◆ **Assignment**
Exactly as they appear, reproduce the lines from the one holding "Should i remove" through the last line of the material below.

::: Supplied data :::

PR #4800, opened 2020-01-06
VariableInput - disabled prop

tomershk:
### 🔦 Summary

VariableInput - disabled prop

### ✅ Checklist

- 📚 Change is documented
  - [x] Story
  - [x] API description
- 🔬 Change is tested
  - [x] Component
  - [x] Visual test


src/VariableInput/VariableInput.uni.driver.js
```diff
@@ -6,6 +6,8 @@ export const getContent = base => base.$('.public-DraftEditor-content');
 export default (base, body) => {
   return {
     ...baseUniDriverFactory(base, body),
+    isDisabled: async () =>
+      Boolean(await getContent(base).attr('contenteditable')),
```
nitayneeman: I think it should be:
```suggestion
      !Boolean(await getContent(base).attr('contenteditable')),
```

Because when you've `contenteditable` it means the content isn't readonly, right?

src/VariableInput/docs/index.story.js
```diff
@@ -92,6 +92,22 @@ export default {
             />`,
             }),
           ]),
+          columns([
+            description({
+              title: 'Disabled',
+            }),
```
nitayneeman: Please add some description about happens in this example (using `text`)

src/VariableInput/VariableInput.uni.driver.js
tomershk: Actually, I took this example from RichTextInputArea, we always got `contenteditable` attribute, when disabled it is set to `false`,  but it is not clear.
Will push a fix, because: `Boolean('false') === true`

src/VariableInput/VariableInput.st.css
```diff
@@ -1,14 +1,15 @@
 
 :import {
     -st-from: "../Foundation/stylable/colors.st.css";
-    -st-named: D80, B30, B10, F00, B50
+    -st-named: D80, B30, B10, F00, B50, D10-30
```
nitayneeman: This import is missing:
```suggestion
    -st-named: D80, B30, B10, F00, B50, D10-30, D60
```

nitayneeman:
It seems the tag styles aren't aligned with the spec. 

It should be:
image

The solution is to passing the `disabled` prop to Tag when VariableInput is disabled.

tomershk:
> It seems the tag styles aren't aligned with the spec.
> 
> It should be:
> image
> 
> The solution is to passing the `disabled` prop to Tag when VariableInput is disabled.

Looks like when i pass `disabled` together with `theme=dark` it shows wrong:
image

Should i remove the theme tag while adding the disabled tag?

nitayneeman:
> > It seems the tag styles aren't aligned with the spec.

:::

◆ **Exercise answer**
Should i remove the theme tag while adding the disabled tag?

nitayneeman:
> > It seems the tag styles aren't aligned with the spec.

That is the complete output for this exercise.